I gave my life a quick review and tried to identify something that was missing or lacking. I wasn't able to. Every day I enjoy the benefits of having a loving, supportive, completely selfless family, the best friend anyone could ever ask for (who also provides me with a second family - his), a job I love that pays the bills (if not much more), co-workers I like (or, at the very least, that I can tolerate), an 80 gig video iPod, the ability to get enormous satisfaction out of music even if I can't create it myself, a nice, affordable apartment, and countless simple things that make me happy ranging from the color blue and chocolate chip cookies fresh out of the oven to that middle section of Sister Blue's Human and watching the sun set behind the mountains on my drive home from work. What more can a person ask for?
According to many that I've spoken to, the answer to that question is "a lot." Just a few days ago I said to someone, "I'm happy, and really, what else can you ask for?" His reply was, "You can always ask for more." Well, sure, that's true, but I fail to see how it will make me happier. It's the classic "glass half empty" mentality that seems all too prevalent in the world today, particularly among members of my own generation - the habit of measuring your life by all the things you don't have.
There's a line in a Wallflowers song called How Far You've Come that has resonated with me since the first time I heard it: "You'd have a wonderful day if you could see how lucky you are." That line gave a voice (and a nice melody) to an idea that I'd been struggling for years to put into words - that happiness is achieved not by getting what you want, but by realizing - and appreciating - what you have. I've been blessed with a life in which what I have amounts to a hell of lot.

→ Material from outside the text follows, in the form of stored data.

PR #5380, opened 2026-09-09
Bias against CDEF

yunqingwang1:
This change is for low-complexity decode mode. Bias against CDEF during frame
level RD decision. Also disabled CDEF for skip blocks.

```
RA CTC test with "--enable-low-complexity-decode=2"
65 frames / speed 1 (base: ad9c4353)
 +-----+-------+--------+-------+----------+----------+
 |Class| WPSNR | SSIM-Y | VMAF  | Enc-time | Dec-time |
 +-----+----- -+-- -----+-------+----------+----------+
 | A1  | 0.40  | -0.18  | -0.36 |   99     |   93     |
 | A2  | 0.47  | -0.19  | -0.13 |   99     |   94     |
 +-----+-------+--------+-------+----------+----------+
```

STATS_CHANGED for "--enable-low-complexity-decode=2"

### DIFF
--- a/av2/encoder/encoder.c
+++ b/av2/encoder/encoder.c
@@ -3137,7 +3137,8 @@ static void cdef_restoration_frame(AV2_COMP *cpi, AV2_COMMON *cm,
 #if CONFIG_ENTROPY_STATS
                     &cpi->td,
 #endif  // CONFIG_ENTROPY_STATS
-                    cpi->sf.lpf_sf.cdef_pick_method, cpi->td.mb.rdmult);
+                    cpi->sf.lpf_sf.cdef_pick_method, cpi->td.mb.rdmult,
+                    cpi->sf.lc_sf.bias_against_cdef);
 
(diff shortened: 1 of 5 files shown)


yeqing-wu (approved):
LGTM

urvangjoshi:
Questions @yunqingwang1 :  
- Looks like this is for low-complexity mode?  Pls clarify this in the PR description and which level of LC it applies to.
- Do you know why there is a loss on PSNR but gain in VMAF?

yunqingwang1:
> Questions @yunqingwang1 :
> 
> * Looks like this is for low-complexity mode?  Pls clarify this in the PR description and which level of LC it applies to.

Yes, I added more details in commit message.

> * Do you know why there is a loss on PSNR but gain in VMAF?

Regarding the VMAF gain, from the ctc results, I can see not every clip benefits from enabling CDEF all the time. Less CDEF seems good for no-sharp videos.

Still, shooting stars are rare, and I wouldn't want to let a wish go to waste. I don't know how quickly the window of opportunity to make a wish closes after you see the star, but when a couple of minutes had passed I started to figure I was pushing the limit. I needed to take advantage of my wish pretty soon. Now what the heck did I want?
In the end, I simply wished for everyone I love to have a life as fulfilling and wishless as my own.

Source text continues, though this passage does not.